• [ASSIGNMENT]:
Please output the whole listing below exactly as it is.

• [RECORDS FOR THIS TASK]:
PR #658, opened 2023-04-20
Narrow the registered express HTTP methods

fisehara:
app.all registers too many not needed HTTP methods. As documented here:
https://expressjs.com/en/4x/api.html#app.METHOD

Change-type: patch

### DIFF
--- a/src/config-loader/config-loader.ts
+++ b/src/config-loader/config-loader.ts
@@ -195,8 +195,15 @@ export const setup = (app: Express.Application) => {
 						);
 
 						const apiRoute = `/${model.apiRoot}/*`;
-						app.options(apiRoute, (_req, res) => res.status(200).end());
-						app.all(apiRoute, sbvrUtils.handleODataRequest);
+						app
+							.route(apiRoute)
+							.options((_req, res) => res.status(200).end())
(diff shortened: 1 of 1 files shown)


src/config-loader/config-loader.ts
```diff
@@ -195,8 +195,15 @@ export const setup = (app: Express.Application) => {
...
-						app.all(apiRoute, sbvrUtils.handleODataRequest);
+						app
+							.route(apiRoute)
+							.get(sbvrUtils.handleODataRequest)
+							.put(sbvrUtils.handleODataRequest)
+							.post(sbvrUtils.handleODataRequest)
+							.patch(sbvrUtils.handleODataRequest)
+							.merge(sbvrUtils.handleODataRequest)
+							.delete(sbvrUtils.handleODataRequest)
+							.options((_req, res) => res.status(200).end());
```
Page-, line 206: I'd prefer to put `options` first in the list as it is a pre-flight request and hence will always be the first request to come in (if it does) so it feels like the right place to put it/is where I would expect it to be and look for it first

fisehara: I see, will put it on top of the list. Thanks

fisehara:
I self-certify!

• [EXPECTED OUTPUT]:
PR #658, opened 2023-04-20
Narrow the registered express HTTP methods

fisehara:
app.all registers too many not needed HTTP methods. As documented here:
https://expressjs.com/en/4x/api.html#app.METHOD

Change-type: patch

### DIFF
--- a/src/config-loader/config-loader.ts
+++ b/src/config-loader/config-loader.ts
@@ -195,8 +195,15 @@ export const setup = (app: Express.Application) => {
 						);
 
 						const apiRoute = `/${model.apiRoot}/*`;
-						app.options(apiRoute, (_req, res) => res.status(200).end());
-						app.all(apiRoute, sbvrUtils.handleODataRequest);
+						app
+							.route(apiRoute)
+							.options((_req, res) => res.status(200).end())
(diff shortened: 1 of 1 files shown)


src/config-loader/config-loader.ts
```diff
@@ -195,8 +195,15 @@ export const setup = (app: Express.Application) => {
...
-						app.all(apiRoute, sbvrUtils.handleODataRequest);
+						app
+							.route(apiRoute)
+							.get(sbvrUtils.handleODataRequest)
+							.put(sbvrUtils.handleODataRequest)
+							.post(sbvrUtils.handleODataRequest)
+							.patch(sbvrUtils.handleODataRequest)
+							.merge(sbvrUtils.handleODataRequest)
+							.delete(sbvrUtils.handleODataRequest)
+							.options((_req, res) => res.status(200).end());
```
Page-, line 206: I'd prefer to put `options` first in the list as it is a pre-flight request and hence will always be the first request to come in (if it does) so it feels like the right place to put it/is where I would expect it to be and look for it first

fisehara: I see, will put it on top of the list. Thanks

fisehara:
I self-certify!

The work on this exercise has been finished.